▶ [INPUT DATA]:
PR #1083, opened 2023-03-13
feat: fetch exam access token

varshamenon4:
When required (if Unit is an exam and if using the exams IDA), this code fetches the exam access token. If the exam access token is not granted the iframe does not load. The exam access token is added to the iframe url.

Here are the associated tickets:
[MST-1599](https://2u-internal.atlassian.net/browse/MST-1599)
[MST-1781](https://2u-internal.atlassian.net/browse/MST-1781)

### DIFF
--- a/src/courseware/course/sequence/Unit.jsx
+++ b/src/courseware/course/sequence/Unit.jsx
@@ -1,6 +1,8 @@
 import { getConfig } from '@edx/frontend-platform';
 import { injectIntl, intlShape } from '@edx/frontend-platform/i18n';
+import { logError } from '@edx/frontend-platform/logging';
 import { AppContext, ErrorPage } from '@edx/frontend-platform/react';
+import { getExamAccess, fetchExamAccess, isExam } from '@edx/frontend-lib-special-exams';
 import { Modal } from '@edx/paragon';
 import PropTypes from 'prop-types';
 import React, {
@@ -65,6 +67,16 @@ function useLoadBearingHook(id) {
   }, [id]);
 }
 
+function addExamAccessToIframeUrl(accessToken, iframeUrl) {
+  let url = iframeUrl;
+  if (isExam()) {
+    if (accessToken) {
+      url += `&exam_access=${accessToken}`;
+    }
+  }
+  return url;
+}
+
 export function sendUrlHashToFrame(frame) {
   const { hash } = window.location;
   if (hash) {
@@ -83,6 +95,7 @@ const Unit = ({
 }) => {
   const { authenticatedUser } = useContext(AppContext);
   const view = authenticatedUser ? 'student_view' : 'public_view';
+
   let iframeUrl = `${getConfig().LMS_BASE_URL}/xblock/${id}?show_title=0&show_bookmark_button=0&recheck_access=1&view=${view}`;
   if (format) {
     iframeUrl += `&format=${format}`;
@@ -93,6 +106,8 @@ const Unit = ({
   const [showError, setShowError] = useState(false);
   const [modalOptions, setModalOptions] = useState({ open: false });
   const [shouldDisplayHonorCode, setShouldDisplayHonorCode] = useState(false);
+  const [examAccessToken, setExamAccessToken] = useState('');
+  const [blockExamAccess, setBlockExamAccess] = useState(isExam());
 
   const unit = useModel('units', id);
   const course = useModel('coursewareMeta', courseId);
@@ -140,6 +155,16 @@ const Unit = ({
     sendUrlHashToFrame(document.getElementById('unit-iframe'));
   }, [id, setIframeHeight, hasLoaded, iframeHeight, setHasLoaded, onLoaded]);
 
+  useEffect(() => {
+    if (isExam()) {
+      fetchExamAccess().finally(() => {
+        const examAccess = getExamAccess();
+        setExamAccessToken(examAccess);
+        setBlockExamAccess(false);
+      }).catch((error) => logError(error));
+    }
+  }, [id]);
+
   return (
     <div className="unit">
       <h1 className="mb-0 h3">{unit.title}</h1>
@@ -175,7 +200,7 @@ const Unit = ({
           <HonorCode courseId={courseId} />
         </Suspense>
       )}
-      {!shouldDisplayHonorCode && !hasLoaded && !showError && (
+      {(!shouldDisplayHonorCode || blockExamAccess) && !hasLoaded && !showError && (
         <PageLoading
           srMessage={intl.formatMessage(messages.loadingSequence)}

▶ [TASK INSTRUCTIONS]: Find all lines holding the word "setBlockExamAccess" in the records above and copy them.

▶ [OUTPUT FOR THIS TASK]:
+  const [blockExamAccess, setBlockExamAccess] = useState(isExam());
+        setBlockExamAccess(false);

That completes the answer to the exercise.